**What you have to do**
Some lines below hold "name". Pick them out and copy them.

_____

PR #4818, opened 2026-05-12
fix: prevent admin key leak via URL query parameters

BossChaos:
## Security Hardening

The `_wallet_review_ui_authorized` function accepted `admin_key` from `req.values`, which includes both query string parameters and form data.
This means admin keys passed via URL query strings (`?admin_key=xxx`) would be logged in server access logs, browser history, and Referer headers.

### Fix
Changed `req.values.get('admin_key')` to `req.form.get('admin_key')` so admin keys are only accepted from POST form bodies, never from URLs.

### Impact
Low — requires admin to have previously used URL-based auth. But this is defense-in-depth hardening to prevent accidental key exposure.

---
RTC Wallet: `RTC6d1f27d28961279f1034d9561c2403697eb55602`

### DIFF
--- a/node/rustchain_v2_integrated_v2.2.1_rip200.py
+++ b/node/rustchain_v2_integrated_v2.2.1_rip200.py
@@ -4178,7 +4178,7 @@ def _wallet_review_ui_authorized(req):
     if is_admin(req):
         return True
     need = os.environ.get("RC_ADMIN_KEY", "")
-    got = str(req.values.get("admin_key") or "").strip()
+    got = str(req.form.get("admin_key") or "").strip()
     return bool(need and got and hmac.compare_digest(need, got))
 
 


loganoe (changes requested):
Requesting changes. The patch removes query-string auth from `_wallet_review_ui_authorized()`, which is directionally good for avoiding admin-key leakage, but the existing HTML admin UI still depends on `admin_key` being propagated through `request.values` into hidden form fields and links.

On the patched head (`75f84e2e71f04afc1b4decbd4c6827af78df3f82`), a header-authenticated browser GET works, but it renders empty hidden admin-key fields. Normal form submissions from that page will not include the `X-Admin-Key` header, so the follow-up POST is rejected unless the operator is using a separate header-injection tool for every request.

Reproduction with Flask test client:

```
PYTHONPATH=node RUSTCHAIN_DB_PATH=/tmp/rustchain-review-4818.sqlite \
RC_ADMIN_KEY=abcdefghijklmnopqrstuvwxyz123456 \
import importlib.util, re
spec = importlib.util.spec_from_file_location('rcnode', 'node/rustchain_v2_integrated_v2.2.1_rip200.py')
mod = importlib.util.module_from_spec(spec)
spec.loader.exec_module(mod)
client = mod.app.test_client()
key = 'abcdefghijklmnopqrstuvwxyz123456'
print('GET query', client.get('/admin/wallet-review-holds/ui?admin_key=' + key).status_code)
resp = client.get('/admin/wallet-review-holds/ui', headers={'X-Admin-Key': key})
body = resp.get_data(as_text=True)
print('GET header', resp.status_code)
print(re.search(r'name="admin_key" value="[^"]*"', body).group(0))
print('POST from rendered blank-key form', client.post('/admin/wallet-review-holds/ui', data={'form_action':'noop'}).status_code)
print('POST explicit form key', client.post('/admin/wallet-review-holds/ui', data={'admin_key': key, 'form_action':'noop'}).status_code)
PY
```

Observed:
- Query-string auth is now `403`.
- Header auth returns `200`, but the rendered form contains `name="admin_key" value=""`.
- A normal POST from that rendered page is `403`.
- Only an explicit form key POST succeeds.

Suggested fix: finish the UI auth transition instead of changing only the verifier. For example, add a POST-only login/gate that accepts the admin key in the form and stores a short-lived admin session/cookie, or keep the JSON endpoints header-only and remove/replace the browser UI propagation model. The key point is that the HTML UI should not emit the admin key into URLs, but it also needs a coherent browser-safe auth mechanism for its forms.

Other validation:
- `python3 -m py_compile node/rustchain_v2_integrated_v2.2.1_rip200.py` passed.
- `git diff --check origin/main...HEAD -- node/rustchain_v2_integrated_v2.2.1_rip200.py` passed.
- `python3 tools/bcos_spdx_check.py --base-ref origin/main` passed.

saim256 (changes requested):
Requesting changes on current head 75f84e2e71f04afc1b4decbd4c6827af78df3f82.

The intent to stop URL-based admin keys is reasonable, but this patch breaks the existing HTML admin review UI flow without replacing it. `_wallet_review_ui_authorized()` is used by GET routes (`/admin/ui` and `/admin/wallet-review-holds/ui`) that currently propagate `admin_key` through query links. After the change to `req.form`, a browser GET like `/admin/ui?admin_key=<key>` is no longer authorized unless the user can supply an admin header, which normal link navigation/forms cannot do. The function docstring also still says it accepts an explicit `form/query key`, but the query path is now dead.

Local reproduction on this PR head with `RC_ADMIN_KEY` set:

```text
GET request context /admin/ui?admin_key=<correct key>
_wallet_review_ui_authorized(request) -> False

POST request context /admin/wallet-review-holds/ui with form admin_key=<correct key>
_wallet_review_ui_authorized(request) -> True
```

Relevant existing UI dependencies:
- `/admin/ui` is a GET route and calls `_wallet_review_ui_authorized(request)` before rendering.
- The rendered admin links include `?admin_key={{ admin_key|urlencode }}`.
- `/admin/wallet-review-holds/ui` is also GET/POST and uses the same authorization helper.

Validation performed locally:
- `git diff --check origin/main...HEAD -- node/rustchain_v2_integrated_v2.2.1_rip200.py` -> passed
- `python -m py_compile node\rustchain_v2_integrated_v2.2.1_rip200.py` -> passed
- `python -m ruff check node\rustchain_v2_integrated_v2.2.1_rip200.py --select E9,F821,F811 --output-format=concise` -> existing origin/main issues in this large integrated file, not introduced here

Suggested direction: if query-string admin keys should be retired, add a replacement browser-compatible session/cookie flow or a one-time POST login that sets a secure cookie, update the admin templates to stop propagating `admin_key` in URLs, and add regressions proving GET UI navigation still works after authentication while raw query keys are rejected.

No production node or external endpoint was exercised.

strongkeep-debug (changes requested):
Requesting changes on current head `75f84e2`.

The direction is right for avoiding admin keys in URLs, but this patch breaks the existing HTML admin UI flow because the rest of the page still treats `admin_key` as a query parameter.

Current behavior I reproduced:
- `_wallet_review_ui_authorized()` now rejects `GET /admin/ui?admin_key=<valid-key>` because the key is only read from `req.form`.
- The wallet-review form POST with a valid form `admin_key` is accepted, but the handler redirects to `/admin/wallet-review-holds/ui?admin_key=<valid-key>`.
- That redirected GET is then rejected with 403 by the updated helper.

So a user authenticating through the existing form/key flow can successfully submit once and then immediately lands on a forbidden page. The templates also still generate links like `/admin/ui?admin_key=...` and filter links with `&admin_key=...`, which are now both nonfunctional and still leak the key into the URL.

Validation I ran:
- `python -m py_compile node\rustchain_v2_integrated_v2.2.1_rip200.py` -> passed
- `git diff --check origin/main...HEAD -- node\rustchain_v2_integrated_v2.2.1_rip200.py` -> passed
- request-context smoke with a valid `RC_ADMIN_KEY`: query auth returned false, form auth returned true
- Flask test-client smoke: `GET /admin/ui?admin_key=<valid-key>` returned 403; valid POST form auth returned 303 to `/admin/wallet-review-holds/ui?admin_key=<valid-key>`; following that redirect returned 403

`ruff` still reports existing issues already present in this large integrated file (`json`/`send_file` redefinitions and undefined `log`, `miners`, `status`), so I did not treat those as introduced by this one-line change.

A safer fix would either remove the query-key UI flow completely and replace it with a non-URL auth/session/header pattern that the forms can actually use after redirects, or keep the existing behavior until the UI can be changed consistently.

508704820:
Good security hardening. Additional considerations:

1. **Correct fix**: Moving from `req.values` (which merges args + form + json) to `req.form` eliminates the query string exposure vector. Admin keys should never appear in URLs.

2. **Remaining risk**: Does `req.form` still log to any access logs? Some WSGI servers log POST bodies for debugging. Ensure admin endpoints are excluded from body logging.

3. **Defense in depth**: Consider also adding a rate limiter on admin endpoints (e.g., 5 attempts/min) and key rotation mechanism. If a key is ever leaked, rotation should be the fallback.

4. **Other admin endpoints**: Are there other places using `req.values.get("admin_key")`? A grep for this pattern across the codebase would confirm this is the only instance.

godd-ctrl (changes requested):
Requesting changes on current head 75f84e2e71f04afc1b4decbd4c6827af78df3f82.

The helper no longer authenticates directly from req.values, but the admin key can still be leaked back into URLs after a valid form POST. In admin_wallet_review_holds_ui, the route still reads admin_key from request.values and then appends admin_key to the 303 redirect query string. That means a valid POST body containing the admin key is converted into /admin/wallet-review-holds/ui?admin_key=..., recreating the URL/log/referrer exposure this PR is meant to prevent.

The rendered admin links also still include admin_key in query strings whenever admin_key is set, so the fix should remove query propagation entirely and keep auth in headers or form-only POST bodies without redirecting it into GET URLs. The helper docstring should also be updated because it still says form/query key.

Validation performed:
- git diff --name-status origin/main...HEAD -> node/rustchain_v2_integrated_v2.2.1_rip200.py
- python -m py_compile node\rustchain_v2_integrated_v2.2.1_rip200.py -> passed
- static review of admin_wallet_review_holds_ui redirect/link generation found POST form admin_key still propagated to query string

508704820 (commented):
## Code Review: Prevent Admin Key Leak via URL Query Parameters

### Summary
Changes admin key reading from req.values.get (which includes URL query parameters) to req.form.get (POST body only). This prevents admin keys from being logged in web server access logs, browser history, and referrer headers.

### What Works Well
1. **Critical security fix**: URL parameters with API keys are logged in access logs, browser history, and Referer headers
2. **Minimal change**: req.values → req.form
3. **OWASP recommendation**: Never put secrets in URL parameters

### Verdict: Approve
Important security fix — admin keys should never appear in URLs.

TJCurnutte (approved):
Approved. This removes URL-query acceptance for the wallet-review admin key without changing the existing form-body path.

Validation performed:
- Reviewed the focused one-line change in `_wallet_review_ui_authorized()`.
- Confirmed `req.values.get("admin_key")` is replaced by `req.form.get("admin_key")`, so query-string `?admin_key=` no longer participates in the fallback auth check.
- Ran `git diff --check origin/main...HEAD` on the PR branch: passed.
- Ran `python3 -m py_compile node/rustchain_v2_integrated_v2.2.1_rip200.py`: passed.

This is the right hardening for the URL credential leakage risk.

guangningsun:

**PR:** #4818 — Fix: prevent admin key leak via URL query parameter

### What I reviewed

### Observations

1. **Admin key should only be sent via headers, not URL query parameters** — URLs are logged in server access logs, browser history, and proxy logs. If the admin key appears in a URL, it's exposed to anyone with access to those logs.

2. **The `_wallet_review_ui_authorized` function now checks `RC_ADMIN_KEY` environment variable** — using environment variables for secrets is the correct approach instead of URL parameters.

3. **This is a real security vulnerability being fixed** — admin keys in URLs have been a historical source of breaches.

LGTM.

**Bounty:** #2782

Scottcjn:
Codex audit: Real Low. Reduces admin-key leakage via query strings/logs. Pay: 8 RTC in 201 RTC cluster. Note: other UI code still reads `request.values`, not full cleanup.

_____

**Solution for this problem**
print(re.search(r'name="admin_key" value="[^"]*"', body).group(0))
- Header auth returns `200`, but the rendered form contains `name="admin_key" value=""`.
- git diff --name-status origin/main...HEAD -> node/rustchain_v2_integrated_v2.2.1_rip200.py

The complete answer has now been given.